What lines below include the string "normal"? Pick them out and copy them.
*** Block opens ***
PR #399, opened 2018-07-15
Improve handling of core initialization errors

Sput42:
Since the event loop may not be running while the core is being
initialized, calling exit() does not have the desired effect.
Instead, throw an exception with exit code and error message to
be able to handle this correctly. Exceptions must not be thrown
through the event loop, so ensure that they're caught before in
cases where the event loop was started already.

For the monolithic client, introduce an asynchronous init method
that catches potential exceptions and calls exit() instead. Show
an error popup in the UI if an error message is provided, so the
user gets some feedback before the client is terminated.

### DIFF
--- a/src/core/core.cpp
+++ b/src/core/core.cpp
@@ -33,6 +33,7 @@
 #include "quassel.h"
 #include "sqlauthenticator.h"
 #include "sqlitestorage.h"
+#include "types.h"
 #include "util.h"
 
 // Currently building with LDAP bindings is optional.
@@ -100,7 +101,7 @@ Core::~Core()
 }
 
 
-bool Core::init()
+void Core::init()
 {
     _startTime = QDateTime::currentDateTime().toUTC(); // for uptime :)
 
@@ -112,9 +113,7 @@ bool Core::init()
     // so far, we only have 1
     CoreSettings s;
     if (s.version() != 1) {
-        qCritical() << "Invalid core settings version, terminating!";
-        QCoreApplication::exit(EXIT_FAILURE);
-        return false;
+        throw ExitException{EXIT_FAILURE, tr("Invalid core settings version!")};
     }
 
     // Set up storage and authentication backends
@@ -135,7 +134,8 @@ bool Core::init()
     if (config_from_environment) {
         db_backend = environment.value("DB_BACKEND");
         auth_authenticator = environment.value("AUTH_AUTHENTICATOR");
-    } else {
+    }
+    else {
         CoreSettings cs;
 
         QVariantMap dbsettings = cs.storageSettings().toMap();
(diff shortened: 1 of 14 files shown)


genius3000:
I haven't done a **full test**, just a successful test of a few command line options on the core:
* `--select-backend <backend>`
* `--add-user`
* `--change-userpass`

The core properly exits after success or failure of the above 'short run' options.
No issues noted with normal starting and use of the core.

Thanks again for taking care of this @Sput42

src/core/core.cpp
```diff
@@ -165,36 +168,37 @@ bool Core::init()
...
+                if (_configured) {
+                    _configured = initAuthenticator(auth_authenticator, auth_properties, environment, config_from_environment, true);
+                }
+            }
+            catch (ExitException) {
+                _configured = false;
+            }
 
             if (!_configured) {
                 qWarning() << "Cannot configure from environment";
```
genius3000: Missed removal?

Sput42: Worked as expected, but I'm changing it anyway to add the actual error message returned from the backend. This was written when I didn't have an errorString in the exception :) Thanks for noticing.

digitalcircuit:
In a quick test, this works for me.

* Core and monolithic start and work correctly
* `--select-backend SQLite` with SQLite already used
  * Properly sticks to SQLite, exit code of `0`
* `--select-backend PostgreSQL` and configuring incorrectly
  * Exit code of `1`
* Monolithic, modifying `Core::init()` to introduce a fake exception
  * `throw ExitException{EXIT_FAILURE, tr("I don't feel like working!")};`

> **`Quassel encountered a fatal error and is terminated.`**
> `Reason:` *`I don't feel like working!`*

**Note:  The core (not monolithic) doesn't appear to print or log this message anywhere.**  I suspect this is before logging is set up, and logging setup never gets a chance to finish, so it's not possible..?

*For whatever reason, I had to completely empty my build directory due to the use of exceptions, but the build succeeded after that.*

digitalcircuit:
Aha!

`Logger::handleMessage(LogLevel, QString)` depends on the Qt event loop running.  Given `QApplication::exit()` isn't working due to no event loop, this won't work, either.

```cpp
void Logger::handleMessage(LogLevel level, const QString &msg)
{
    QString logString;
    switch (level) {
[...]
    }
    // Use signal connection to make this method thread-safe
    emit messageLogged({QDateTime::currentDateTime(), level, logString += msg});
}
```

`messageLogged` is connected via SIGNAL/SLOT in the initialization…
```cpp
connect(this, SIGNAL(messageLogged(Logger::LogEntry)), this, SLOT(onMessageLogged(Logger::LogEntry)));
```

…so `Logger::onMessageLogged(LogEntry)` never gets called to push messages onto the stack.

Perhaps you need a fallback method to detect when the Qt event loop is not running, and directly call `onMessageLogged()`?

You could create a single-shot event in the logger class to flip a boolean that indicates events are ready, and check that boolean when emitting the signal to either call directly or emit.

See also: https://stackoverflow.com/questions/8876390/qt-is-there-notification-when-event-loop-starts

digitalcircuit:
...okay, nevermind the above.  Somehow the signals do appear to work from the `Core::init()` phase despite never reaching `app.exec();`.

I think my issue was looking at the wrong log file - d'oh.  I was fooled by seeing other recent events due to switching around which profiles I used for testing.  Apologies for the hassle!

Still, it might be worthwhile testing an exception in `Core::init()` if you haven't already.

PR #402, opened 2018-07-16
Post-0.13 modernization

Sput42:
Modernize the code base after 0.13 is released.

- Improve CI support and add new CI targets (Xenial, Bionic with and without KDE Frameworks integration)
- Remove support for Qt4/KDE4
- Remove support for obsolete dependencies: libindicate, Phonon, miniz
- Bump dependency versions: Qt >= 5.5, CMake >= 3.5.1
- Require new dependency: Boost headers
- Clean up and modernize initialization sequence, translation loading, command line parsing
- Modernize CMake build system
- Remove custom CMake modules where possible
- Build shared libraries for the Quassel modules
- Modernize the codebase using clang-tidy checks
- Modernize Qt usage using clazy checks
- Remove almost all uses of old-style connects and the SIGNAL/SLOT macros
- Reformat ALL the source
- Introduce a unit testing framework
- Start refactoring the SignalProxy and SyncableObject to make use of modern language and Qt features and avoid undocumented Qt hacks


CMakeLists.txt
```diff
@@ -386,14 +386,13 @@ endif()
 # Non-Qt-based packages
 
 # zlib for compression, however we can always fall back to miniz
```
digitalcircuit: You might have missed this comment in your cleanup…

```diff
- # zlib for compression, however we can always fall back to miniz
+ # zlib for compression
```

Sput42: Indeed, thanks for noticing!

Sput42: Will just remove the whole comment, as the purpose is already stated in set_package_properties,

cmake/QuasselMacros.cmake
```diff
@@ -43,6 +45,113 @@ function(quassel_add_module _module)
...
+    )
+    set_source_files_properties(${qrc_filepath} PROPERTIES SKIP_AUTORCC ON)
+
+    # RCC sucks and expects the data files relative to the qrc file, with no way to configure it differently.
+    # Only when reading from stdin ("-") it takes the working directory as a base, so we have to use this if
+    # we want to use generated qrc files (which obviously cannot be placed in the source directory).
+    # Since neither autorcc nor qt5_add_resources() support this, we have to invoke rcc manually :(
+    #
+    # On Windows, input redirection apparently doesn't work, however piping does. Use this for all platforms for
+    # consistency, accomodating for the fact that the 'cat' equivalent on Windows is 'type'.
```
digitalcircuit: **Minor:** `accomodating` → `accommodating`

Also: oof.  Not fun to debug, glad you added a comment so the rest of us can learn from your pain :slightly_smiling_face:

Sput42: Wouldn't have figured out the cat/type thing without @TheOneRing...

src/common/expressionmatch.cpp
```diff
@@ -68,31 +62,17 @@ bool ExpressionMatch::match(const QString &string, bool matchEmpty) const
         // Check inverted match rule
 
         // See _matchRegEx section below for explanations of QRegExp vs. QRegularExpression
```
digitalcircuit: **Minor:** Missed this comment.

src/client/clientsettings.cpp
```diff
@@ -25,6 +25,7 @@
 #include <QHostAddress>
 #ifdef HAVE_SSL
 #include <QSslSocket>
+#include <utility>
```
digitalcircuit: Did you mean to include this only within the `#ifdef HAVE_SSL` block?

src/common/signalproxy.cpp
```diff
@@ -18,6 +18,8 @@
  *   51 Franklin Street, Fifth Floor, Boston, MA  02110-1301, USA.         *
  ***************************************************************************/
 
+#include <utility>
```
digitalcircuit: **Minor:** The `#include <utility>` line sometimes appears above Qt includes, sometimes below.  Will this be fixed up with later auto-formatting?

src/qtui/chatscene.cpp
```diff
@@ -33,6 +33,7 @@
 
 #ifdef HAVE_WEBENGINE
 #  include <QWebEngineView>
+#include <utility>
```
digitalcircuit: Did you mean to include this only within the `#ifdef HAVE_WEBENGINE` block?

src/client/bufferviewoverlay.h
```diff
@@ -75,14 +75,14 @@ private slots:
     void updateHelper();
     QSet<BufferId> filterBuffersByConfig(const QList<BufferId> &buffers, const BufferViewConfig *config);
 
-    bool _aboutToUpdate;
+    bool _aboutToUpdate{false};
```
digitalcircuit: **Not an issue, just curiosity:**  Why…
```cpp
bool _aboutToUpdate{false};
```
…instead of…
```cpp
bool _aboutToUpdate = false;
```
Is it to better express intent of default construction, or behavioral changes, too?

Sput42: I think both ways are semantically identical. Not completely sure about this (outside of headers, I believe that equals is calling the copy ctor, while the other is calling the normal ctor), however I didn't manage to find confirmation anywhere. The standard used to call it "brace-or-equal initializer" which suggests them being identical. Unlike writing = vs {} in "normal" code, using it in headers doesn't directly translate to code being executed; it's telling the compiler what to initialize the value with if there isn't another initializer in the ctor itself.

Main reason to do it the way it is here is that clang-tidy does it that way :-)

src/common/signalproxy.cpp
Sput42: Yeah, include order will be made consistent once we reformat the codebase. clang-tidy adds it everywhere, and sometimes gets it wrong...

src/qtui/chatscene.cpp
Sput42: Fixed!

src/common/funchelpers.h
```diff
@@ -62,3 +70,51 @@ struct FuncHelper<R(C::*)(Args...) const> : public FuncHelper<R(C::*)(Args...)>
...
+ * @returns true if the callable could be invoked with the given list of arguments
+ */
+template<typename Callable>
+bool invokeWithArgsList(const Callable& c, const QVariantList& args)
+{
+    using ArgsTuple = typename FunctionTraits<Callable>::ArgsTuple;
+    constexpr auto tupleSize = std::tuple_size<ArgsTuple>::value;
+
+    if (tupleSize != args.size()) {
+        qWarning().nospace() << "Argument count mismatch! Expected: " << tupleSize << ", actual: " << args.size();
```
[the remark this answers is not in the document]
Sput42: Wellll.... it does give you useful information, however it looks like this:

> [ RUN      ] FuncHelpersTest.invokeWithArgsList
> Argument count mismatch! Expected: 2, actual: 3
> Argument count mismatch! Expected: 2, actual: 1
>bool detail::invokeWithArgsList(const Callable&, const QVariantList&, std::index_sequence<Is ...>) [with Callable = FuncHelpersTest_invokeWithArgsList_Test::TestBody()::<lambda(int, const QString&)>; long unsigned int ...Is = {0, 1}; ArgsTuple = std::tuple<int, const QString&>; QVariantList = QList<QVariant>; std::index_sequence<Is ...> = std::integer_sequence<long unsigned int, 0, 1>] Cannot convert parameter 1 from type QVariantList to expected argument type
> [       OK ] FuncHelpersTest.invokeWithArgsList (0 ms)

We really only want the ArgsTuple types, but I don't know how to easily print them explicitly without resorting to manual demangling of typeid()... and not sure if it's worth it. In practice, SignalProxy will log the affected signal name immediately afterwards anyway.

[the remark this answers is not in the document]
digitalcircuit: Oof, that function information is pretty messy.  I agree, not a good idea to include it.

As long as outside of test cases there's more information printed at the same timestamp, as you noted, that should be fine.  I was merely concerned we might get reports from people where the only debugging message printed is `Argument count mismatch! Expected: 2, actual: 3` :slightly_smiling_face:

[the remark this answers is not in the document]
Sput42: i hope we won't get any of those messages at all, because that would be an actual bug (as opposed to unknown properties or whatever which may be caused by old/new client/core)...

Sput42:
Just testing if BitBot announcements work...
*** Block closes ***
- THE ANSWER
No issues noted with normal starting and use of the core.
Sput42: I think both ways are semantically identical. Not completely sure about this (outside of headers, I believe that equals is calling the copy ctor, while the other is calling the normal ctor), however I didn't manage to find confirmation anywhere. The standard used to call it "brace-or-equal initializer" which suggests them being identical. Unlike writing = vs {} in "normal" code, using it in headers doesn't directly translate to code being executed; it's telling the compiler what to initialize the value with if there isn't another initializer in the ctor itself.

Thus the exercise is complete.